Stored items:
<<<<

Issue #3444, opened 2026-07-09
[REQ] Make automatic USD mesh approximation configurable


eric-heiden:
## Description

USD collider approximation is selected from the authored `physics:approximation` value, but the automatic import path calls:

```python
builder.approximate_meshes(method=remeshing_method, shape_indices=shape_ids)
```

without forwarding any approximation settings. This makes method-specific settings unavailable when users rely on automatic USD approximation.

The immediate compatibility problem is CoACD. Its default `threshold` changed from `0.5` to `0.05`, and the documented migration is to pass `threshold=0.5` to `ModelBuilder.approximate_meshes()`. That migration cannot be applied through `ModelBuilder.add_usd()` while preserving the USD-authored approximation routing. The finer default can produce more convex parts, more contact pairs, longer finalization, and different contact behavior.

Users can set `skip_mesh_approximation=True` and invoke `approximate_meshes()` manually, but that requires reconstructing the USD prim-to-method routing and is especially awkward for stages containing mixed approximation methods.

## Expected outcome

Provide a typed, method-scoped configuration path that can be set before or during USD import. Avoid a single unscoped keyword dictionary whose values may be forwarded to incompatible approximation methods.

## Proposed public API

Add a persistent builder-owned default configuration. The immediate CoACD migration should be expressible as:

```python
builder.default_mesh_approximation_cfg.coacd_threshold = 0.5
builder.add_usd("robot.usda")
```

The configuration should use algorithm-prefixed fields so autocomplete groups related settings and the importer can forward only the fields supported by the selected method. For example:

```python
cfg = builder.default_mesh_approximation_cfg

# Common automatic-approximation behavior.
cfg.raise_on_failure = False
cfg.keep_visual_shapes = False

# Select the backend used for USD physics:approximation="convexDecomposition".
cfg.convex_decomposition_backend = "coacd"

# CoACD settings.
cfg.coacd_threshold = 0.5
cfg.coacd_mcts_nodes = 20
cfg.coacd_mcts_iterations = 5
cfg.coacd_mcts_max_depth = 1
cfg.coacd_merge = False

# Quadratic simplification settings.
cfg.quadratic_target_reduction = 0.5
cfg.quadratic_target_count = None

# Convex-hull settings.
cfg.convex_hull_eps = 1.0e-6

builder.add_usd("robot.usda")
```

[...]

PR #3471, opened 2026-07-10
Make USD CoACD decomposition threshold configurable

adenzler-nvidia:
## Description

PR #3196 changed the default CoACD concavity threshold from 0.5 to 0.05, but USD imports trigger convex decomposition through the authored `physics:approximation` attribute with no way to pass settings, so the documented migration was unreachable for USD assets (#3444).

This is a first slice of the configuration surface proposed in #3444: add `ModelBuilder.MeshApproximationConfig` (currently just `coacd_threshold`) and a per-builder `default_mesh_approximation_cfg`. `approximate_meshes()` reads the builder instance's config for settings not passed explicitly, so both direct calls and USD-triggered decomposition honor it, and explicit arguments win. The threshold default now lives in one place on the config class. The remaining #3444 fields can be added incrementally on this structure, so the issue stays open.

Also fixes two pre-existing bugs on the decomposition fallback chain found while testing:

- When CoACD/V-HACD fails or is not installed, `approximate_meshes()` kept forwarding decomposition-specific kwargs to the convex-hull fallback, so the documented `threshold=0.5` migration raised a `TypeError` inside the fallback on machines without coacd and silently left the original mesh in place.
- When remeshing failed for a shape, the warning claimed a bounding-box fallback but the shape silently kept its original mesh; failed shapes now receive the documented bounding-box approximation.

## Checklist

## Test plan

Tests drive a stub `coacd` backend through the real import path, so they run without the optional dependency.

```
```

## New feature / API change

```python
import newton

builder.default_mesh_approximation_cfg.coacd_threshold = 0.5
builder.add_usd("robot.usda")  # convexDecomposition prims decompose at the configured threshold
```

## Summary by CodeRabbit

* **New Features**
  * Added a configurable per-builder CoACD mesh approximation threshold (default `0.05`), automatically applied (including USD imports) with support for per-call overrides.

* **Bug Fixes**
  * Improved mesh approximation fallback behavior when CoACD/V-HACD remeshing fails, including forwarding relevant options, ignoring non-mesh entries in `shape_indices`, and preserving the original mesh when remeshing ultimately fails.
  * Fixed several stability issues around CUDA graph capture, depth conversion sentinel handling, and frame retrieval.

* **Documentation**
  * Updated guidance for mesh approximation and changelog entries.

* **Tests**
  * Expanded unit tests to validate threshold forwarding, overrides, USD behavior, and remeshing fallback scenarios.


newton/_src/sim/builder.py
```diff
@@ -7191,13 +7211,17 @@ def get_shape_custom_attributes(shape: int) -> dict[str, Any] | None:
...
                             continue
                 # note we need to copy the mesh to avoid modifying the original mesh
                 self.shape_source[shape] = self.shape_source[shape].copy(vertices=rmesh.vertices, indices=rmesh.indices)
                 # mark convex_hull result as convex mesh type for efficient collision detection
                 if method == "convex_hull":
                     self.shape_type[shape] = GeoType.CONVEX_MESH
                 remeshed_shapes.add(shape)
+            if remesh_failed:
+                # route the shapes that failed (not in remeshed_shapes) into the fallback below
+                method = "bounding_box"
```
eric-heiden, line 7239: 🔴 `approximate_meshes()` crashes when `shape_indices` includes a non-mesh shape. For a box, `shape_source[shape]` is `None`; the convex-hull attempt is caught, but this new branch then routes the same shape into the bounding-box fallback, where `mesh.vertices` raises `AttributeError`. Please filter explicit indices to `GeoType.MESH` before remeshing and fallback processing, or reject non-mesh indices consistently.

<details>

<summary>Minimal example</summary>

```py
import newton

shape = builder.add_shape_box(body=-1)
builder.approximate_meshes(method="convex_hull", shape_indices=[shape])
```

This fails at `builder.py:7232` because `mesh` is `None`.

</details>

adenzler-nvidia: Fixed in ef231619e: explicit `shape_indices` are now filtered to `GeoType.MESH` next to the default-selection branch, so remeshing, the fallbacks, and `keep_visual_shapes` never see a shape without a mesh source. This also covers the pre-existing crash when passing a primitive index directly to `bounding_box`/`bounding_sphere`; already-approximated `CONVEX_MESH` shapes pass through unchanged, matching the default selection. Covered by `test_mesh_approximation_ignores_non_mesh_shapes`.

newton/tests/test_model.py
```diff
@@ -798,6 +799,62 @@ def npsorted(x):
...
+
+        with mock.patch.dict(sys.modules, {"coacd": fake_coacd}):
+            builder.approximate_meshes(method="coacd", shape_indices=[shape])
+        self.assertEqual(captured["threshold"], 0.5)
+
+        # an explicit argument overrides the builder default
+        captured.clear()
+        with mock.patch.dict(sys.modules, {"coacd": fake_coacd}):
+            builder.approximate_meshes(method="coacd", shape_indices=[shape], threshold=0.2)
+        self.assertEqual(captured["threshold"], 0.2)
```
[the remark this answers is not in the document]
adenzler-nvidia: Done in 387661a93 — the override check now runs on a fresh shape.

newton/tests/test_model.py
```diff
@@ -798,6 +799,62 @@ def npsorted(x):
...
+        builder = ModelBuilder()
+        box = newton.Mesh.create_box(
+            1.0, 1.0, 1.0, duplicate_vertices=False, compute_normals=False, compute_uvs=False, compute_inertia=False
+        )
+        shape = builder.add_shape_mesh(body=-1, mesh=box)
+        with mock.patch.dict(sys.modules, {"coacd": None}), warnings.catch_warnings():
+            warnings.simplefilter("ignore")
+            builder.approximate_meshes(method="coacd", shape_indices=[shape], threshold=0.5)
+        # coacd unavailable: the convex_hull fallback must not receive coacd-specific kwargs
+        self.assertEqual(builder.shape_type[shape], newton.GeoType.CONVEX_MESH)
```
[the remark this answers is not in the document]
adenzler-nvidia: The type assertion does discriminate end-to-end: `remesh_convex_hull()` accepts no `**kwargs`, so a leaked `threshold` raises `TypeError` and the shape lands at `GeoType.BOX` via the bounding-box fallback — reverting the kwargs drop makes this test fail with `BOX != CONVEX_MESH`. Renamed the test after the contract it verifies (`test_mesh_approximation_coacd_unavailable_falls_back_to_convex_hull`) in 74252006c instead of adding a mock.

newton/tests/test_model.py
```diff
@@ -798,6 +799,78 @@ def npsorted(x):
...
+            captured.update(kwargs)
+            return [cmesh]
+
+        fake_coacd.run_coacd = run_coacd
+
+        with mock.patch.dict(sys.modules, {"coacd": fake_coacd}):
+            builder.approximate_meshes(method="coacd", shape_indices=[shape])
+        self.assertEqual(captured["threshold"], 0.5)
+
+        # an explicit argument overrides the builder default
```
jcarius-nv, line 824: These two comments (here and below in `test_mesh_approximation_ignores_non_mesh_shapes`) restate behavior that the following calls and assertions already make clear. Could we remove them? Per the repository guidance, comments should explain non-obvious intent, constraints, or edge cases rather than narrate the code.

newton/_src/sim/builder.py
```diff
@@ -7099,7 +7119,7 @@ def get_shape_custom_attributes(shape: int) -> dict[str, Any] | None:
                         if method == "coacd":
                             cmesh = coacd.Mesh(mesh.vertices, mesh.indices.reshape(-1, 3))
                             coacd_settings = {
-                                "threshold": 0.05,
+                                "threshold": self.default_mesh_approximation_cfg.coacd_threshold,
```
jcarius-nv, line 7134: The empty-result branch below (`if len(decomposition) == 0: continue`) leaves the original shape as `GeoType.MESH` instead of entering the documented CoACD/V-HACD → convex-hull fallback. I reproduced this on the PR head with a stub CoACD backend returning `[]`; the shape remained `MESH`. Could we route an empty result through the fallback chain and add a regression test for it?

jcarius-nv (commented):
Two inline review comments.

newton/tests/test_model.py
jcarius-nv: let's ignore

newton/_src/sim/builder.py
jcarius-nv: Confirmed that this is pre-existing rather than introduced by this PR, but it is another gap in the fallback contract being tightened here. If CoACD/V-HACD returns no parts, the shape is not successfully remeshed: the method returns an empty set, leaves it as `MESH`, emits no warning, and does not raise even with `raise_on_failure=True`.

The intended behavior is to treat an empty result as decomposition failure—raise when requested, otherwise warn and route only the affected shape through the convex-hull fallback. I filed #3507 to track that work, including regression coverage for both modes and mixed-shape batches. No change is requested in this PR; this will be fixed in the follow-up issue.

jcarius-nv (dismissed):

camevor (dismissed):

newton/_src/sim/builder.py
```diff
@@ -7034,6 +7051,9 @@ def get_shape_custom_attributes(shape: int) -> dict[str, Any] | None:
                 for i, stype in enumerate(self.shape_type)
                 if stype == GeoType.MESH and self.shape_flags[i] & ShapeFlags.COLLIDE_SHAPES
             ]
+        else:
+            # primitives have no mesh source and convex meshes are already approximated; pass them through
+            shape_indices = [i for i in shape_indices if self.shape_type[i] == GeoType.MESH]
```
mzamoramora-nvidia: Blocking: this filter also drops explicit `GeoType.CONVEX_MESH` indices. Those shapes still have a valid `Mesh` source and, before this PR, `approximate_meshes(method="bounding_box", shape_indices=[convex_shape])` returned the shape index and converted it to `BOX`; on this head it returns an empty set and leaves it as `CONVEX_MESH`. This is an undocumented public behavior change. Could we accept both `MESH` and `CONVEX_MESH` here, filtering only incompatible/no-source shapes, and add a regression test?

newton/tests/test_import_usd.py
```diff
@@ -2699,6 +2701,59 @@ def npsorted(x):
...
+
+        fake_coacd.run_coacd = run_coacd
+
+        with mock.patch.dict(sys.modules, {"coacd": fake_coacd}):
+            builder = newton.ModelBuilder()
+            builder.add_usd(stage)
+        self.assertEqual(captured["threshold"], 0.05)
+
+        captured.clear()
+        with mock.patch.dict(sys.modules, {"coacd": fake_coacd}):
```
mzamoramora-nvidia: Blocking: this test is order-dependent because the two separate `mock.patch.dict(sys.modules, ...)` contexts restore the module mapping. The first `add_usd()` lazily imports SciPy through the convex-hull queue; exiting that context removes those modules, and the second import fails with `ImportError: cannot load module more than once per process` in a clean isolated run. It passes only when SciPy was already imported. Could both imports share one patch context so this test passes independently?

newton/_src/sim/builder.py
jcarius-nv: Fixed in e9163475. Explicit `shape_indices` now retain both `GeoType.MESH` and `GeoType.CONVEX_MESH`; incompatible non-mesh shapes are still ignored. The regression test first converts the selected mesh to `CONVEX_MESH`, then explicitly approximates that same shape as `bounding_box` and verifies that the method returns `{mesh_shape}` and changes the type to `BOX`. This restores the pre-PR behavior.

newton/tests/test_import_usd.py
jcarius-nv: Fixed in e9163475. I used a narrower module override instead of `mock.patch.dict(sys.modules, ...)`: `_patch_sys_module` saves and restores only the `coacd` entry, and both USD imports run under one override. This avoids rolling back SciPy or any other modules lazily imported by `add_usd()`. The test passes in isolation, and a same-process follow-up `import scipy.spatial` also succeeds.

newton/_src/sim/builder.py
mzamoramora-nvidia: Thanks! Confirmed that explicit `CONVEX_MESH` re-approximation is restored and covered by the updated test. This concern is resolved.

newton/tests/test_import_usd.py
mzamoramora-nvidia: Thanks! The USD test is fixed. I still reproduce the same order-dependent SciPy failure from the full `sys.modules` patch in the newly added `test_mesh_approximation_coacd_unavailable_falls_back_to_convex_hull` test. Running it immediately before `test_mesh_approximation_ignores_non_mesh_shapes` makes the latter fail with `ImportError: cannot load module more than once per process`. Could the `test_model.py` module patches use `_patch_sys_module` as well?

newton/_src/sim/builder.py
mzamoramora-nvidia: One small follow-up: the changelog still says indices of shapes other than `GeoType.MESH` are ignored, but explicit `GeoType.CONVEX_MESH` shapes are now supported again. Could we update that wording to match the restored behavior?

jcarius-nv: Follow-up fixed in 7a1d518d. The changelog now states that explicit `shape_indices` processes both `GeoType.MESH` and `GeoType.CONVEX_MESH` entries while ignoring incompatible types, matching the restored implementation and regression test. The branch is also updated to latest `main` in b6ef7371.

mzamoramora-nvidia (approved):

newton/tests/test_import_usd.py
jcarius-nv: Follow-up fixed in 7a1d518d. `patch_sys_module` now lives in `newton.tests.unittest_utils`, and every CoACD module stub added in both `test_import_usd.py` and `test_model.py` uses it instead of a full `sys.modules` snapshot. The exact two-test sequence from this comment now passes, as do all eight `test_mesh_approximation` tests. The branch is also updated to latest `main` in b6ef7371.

>>>>

Please find the lines in the data that contain the word "fields" and copy them.

The configuration should use algorithm-prefixed fields so autocomplete groups related settings and the importer can forward only the fields supported by the selected method. For example:
This is a first slice of the configuration surface proposed in #3444: add `ModelBuilder.MeshApproximationConfig` (currently just `coacd_threshold`) and a per-builder `default_mesh_approximation_cfg`. `approximate_meshes()` reads the builder instance's config for settings not passed explicitly, so both direct calls and USD-triggered decomposition honor it, and explicit arguments win. The threshold default now lives in one place on the config class. The remaining #3444 fields can be added incrementally on this structure, so the issue stays open.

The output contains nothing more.